John Barnes, Historian

Captain The Hon. Ronald Greville (1864-1908)

There was a widespread opinion that it was because of the ambitions of his wife that Ronald Greville engaged upon a political career. After an unsuccessful attempt to win Barnsley in the 1895 General Election, he was elected in a by-election for Bradford East in the following year and held the seat until 1906, when he retired from the House of Commons. He spoke little in the House (only eleven occasions have been recorded) and when he did it was usually to ask a question. An effort to speak in defence of the provision made for the Royal family came to grief when the Speaker thought he was taking the issue beyond its proper scope and his first and last full speech in the House was made in seconding the Address to the Throne on 17 February 1903. Nevertheless he was sufficiently active in the Primrose League to be elected to its Grand Council, and when it came to tariff reform, he proved ready to rebel against the whips. Although he was not one of those present on 1 July 1903 when the “free fooders” got together for the first time, he was one of 26 to vote with Morley’s amendment to the Address in 1904. Thereafter he preferred to abstain rather than vote for the free trade amendments that Balfour chose to treat as motions of censure on the Government. His decision not to take part in the 1906 election therefore sprang from a reluctance to support his party on this critical issue, but unlike some of his colleagues, he was not prepared to break with it altogether.

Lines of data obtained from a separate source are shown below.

PR #1542, opened 2017-05-03
Working UI

maxwo:
In case you're interested, here is the corrected/working version of the UI compared to the current state on master.
Things I did:
- Add babel-loader to make the UglifyJS working with ES2015 source;
- Continue the work begun in the provider service.


webui/src/app/core/providers.resource.js
```diff
@@ -4,44 +4,41 @@ var angular = require('angular');
...
-              goodFrontend.frontendId = key;
-              return goodFrontend;
-            });
-
-        }
-      }
-
-      return rawProviders;
+    get: function() {
+      return $q((resolve, reject) => {
```
ldez: Use [Promise](https://developer.mozilla.org/en-US/docs/Web/JavaScript/Reference/Global_Objects/Promise) instead of `$q`

webui/src/app/core/providers.resource.js
```diff
@@ -4,44 +4,41 @@ var angular = require('angular');
 var traefikCoreProvider = 'traefik.core.provider';
 module.exports = traefikCoreProvider;
 
-angular
-  .module(traefikCoreProvider, ['ngResource'])
-  .factory('Providers', Providers);
+angular.module(traefikCoreProvider, ['ngResource']).factory('Providers', Providers);
```
maxwo: Sure, my fault. I may have auto-format too quickly.

webui/src/app/core/providers.resource.js
maxwo: $q is the preferred way to handle promises with AngularJS (1.X) , since it wraps the promise mechanism into a $digest loop, which allows immediate view refresh. For instance, notice how it takes 2 additional seconds to display data on startup, before it effectively does the $interval call to that refreshes data.

webui/conf/browsersync.conf.js
```diff
@@ -1,11 +1,26 @@
 const conf = require('./gulp.conf');
+const proxy = require('http-proxy-middleware');
```
maxwo: This dependency allows you to run in dev mode with a real Traefik backend running on localhost:8080.
For instance, when you run :
`docker run -p 8080:8080 -p 80:80 -v /var/run/docker.sock:/var/run/docker.sock  traefik --debug --web --docker --docker.watch`
and then
`npm run serve`
On http://localhost:3000/ , the server is now able to connect to the running traefik /api and /health endpoints.
I think it could be useful for testing with a real server, and since it is in dev dependencies, it is not bundled in the final release. Let me know if you want me to remove this.

maxwo:
I just pushed the style correction, plus changed a test to a cleaner one that keeps displaying providers even if there are no backend registered to that provider.

I'd be please to contribute but migrating to an Angular, React or VueJS front-end if I have time and you are up to, with unit tests (sorry, haven't add time to add this in this PR since there wasn't any, and I just wanted to make the UI work again...). Let me know.

webui/conf/browsersync.conf.js
ldez: Please remove this part for now, and create an other PR for this. thanks.

ldez:
If you want migrate to Angular or VueJS, we will be very happy.

webui/conf/browsersync.conf.js
ldez: One PR, one subject 😉

ldez: But I love this feature.

PR #1546, opened 2017-05-04
[CI] Enhance cross-binary builds and parallelism

atbore-phx:
With this PR the make target cross binary is executed before the travis deploy step, so for each PR.
I have also added the parallelization of the same target and a new variable "GO_BUILD_CMD" for the scripts.

### DIFF
--- a/script/crossbinary
+++ b/script/crossbinary
@@ -18,6 +18,10 @@ if [ -z "$DATE" ]; then
     DATE=$(date -u '+%Y-%m-%d_%I:%M:%S%p')
 fi
 
+GIT_REPO_URL='github.com/containous/traefik/version'
+GO_BUILD_CMD="go build -ldflags"
+GO_BUILD_OPT="-s -w -X ${GIT_REPO_URL}.Version=$VERSION -X ${GIT_REPO_URL}.Codename=$CODENAME -X ${GIT_REPO_URL}.BuildDate=$DATE"
+
 # Get rid of existing binaries
 rm -f dist/traefik_*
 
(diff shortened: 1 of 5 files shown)


script/crossbinary
```diff
@@ -27,7 +30,7 @@ OS_ARCH_ARG=(386 amd64)
 for OS in ${OS_PLATFORM_ARG[@]}; do
   for ARCH in ${OS_ARCH_ARG[@]}; do
     echo "Building binary for $OS/$ARCH..."
-    GOARCH=$ARCH GOOS=$OS CGO_ENABLED=0 go build -ldflags "-s -w -X github.com/containous/traefik/version.Version=$VERSION -X github.com/containous/traefik/version.Codename=$CODENAME -X github.com/containous/traefik/version.BuildDate=$DATE" -o "dist/traefik_$OS-$ARCH" ./cmd/traefik/
+    /bin/bash -e -c "GOARCH=$ARCH GOOS=$OS CGO_ENABLED=0 $GO_BUILD_CMD -o \"dist/traefik_$OS-$ARCH\" ./cmd/traefik/"
```
timoreimann: What's the reason we need to create a sub shell here?

Besides, we cannot use `/bin/bash` since it's not portable.

ldez:
Ran for 39 min 13 sec
Total time 1 hr 17 min 57 sec

atbore-phx:
@timoreimann you absolutely right i remove the subshell.
@ldez ok let's split in default (for PR) and others (for deploy)

atbore-phx:
@ldez ~26min right now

Ronald Henry Fulke Greville was the eldest of four children born to Algernon Greville, 2nd Baron Greville (1841-1909) and his wife, Lady Beatrice Violet Graham, daughter of the 4th Duke of Montrose. He was born on 14 October 1864 and was educated at Rugby School. He joined the army, at first serving as a Lieutenant in the 3rd (militia) Battalion of the Argyll and Sutherland Highlanders 1884, but then joining the 1st Lifeguards as a Lieutenant two years later. He reached the rank of Captain in 1892, but left the army when elected to Parliament in 1896.

He had married Margaret Helen Anderson in St Mark’s Church, North Audley Street on 25 April 1891. She was described as the daughter of Mrs M’Ewan and stepdaughter of William M’Ewan, but was in fact the latter’s illegitimate daughter. She was to inherit his fortune when he died in 1913. Margaret Greville was presented at Court by the Duchess of Montrose on 16 May 1892 and the couple were part of the circle surrounding the Prince of Wales, later Edward VII, and frequent attendees at State Balls and other Royal occasions.

Although Greville’s father was a distinguished Liberal, who had served briefly in Gladstone’s second administration, Greville was a Unionist. He contested the Liberal held seat of Barnsley in the 1895 General Election and failed to take it, although he was held to have distinguished himself in a vigorous contest. Perhaps as a result, when the Conservative MP for Bradford East died in the following year, Greville was chosen to contest the seat at the subsequent by-election which was held to be a difficult contest. He was opposed by Sir A. Billson and by Keir Hardie and he retained the seat by a narrow majority in November 1896. His father-in-law had already been elected as a Liberal for Central Edinburgh and Ronald was present when he handed over the magnificent M’Ewan Hall to Balfour as Chancellor of Edinburgh University in December 1897.

Greville was a Knight Imperial of the Primrose League and seems to have been prominent in its affairs. He was a guest when Joseph Chamberlain was received by the City of London in 1902 and when the Imperial Chapter of the League dined the Colonial Prime Ministers on 7 July 1902. He was elected to the Grand Council on 4 May 1905. However, he was not a tariff reformer and chose to side with the small but active band of younger Unionists who remained loyal to free trade. He had held his seat at the 1900 General Election, but chose not to contest it in 1906. Nor did he seek another seat. His former seat was gained by the Liberal Party with a large majority. Greville continued to give his support to the Unionist Free Traders from outside the House until illness laid him low.

In June 1906 the King and Queen honoured the Grevilles by spending a weekend being entertained by them at Reigate Priory.[1] The king made a further private visit to them at Reigate Priory on the weekend 18-20 May 1907[2] and on the Saturday took tea at Polesden Lacey, which the Grevilles had purchased in 1906 from the executors of Sir Clinton Dawkins. There is every reason to believe that Edward VII enjoyed their company, but spiteful critics nicknamed the pair, ‘The Grovels’.

Nevertheless Margaret Greville’s parties at Reigate Priory and then at Polesden Lacey were regarded as features of the London season.

A Justice of the Peace and deputy lieutenant, Greville served as High Sheriff for County Westmeath 1899. He was a member of the Turf, the Naval and Military and the Carlton Clubs and played golf as his principal recreation.

Greville died on 5 April 1908 from pneumonia following an operation for throat cancer, predeceasing his father. He and his wife had no children and when his father died in 1909 the title was inherited by his brother Charles.

He was buried at Bookham on 9 April and a memorial service was held at St Margaret’s, Westminster on the same day. An obituary appeared in The Times on 6 April 1908.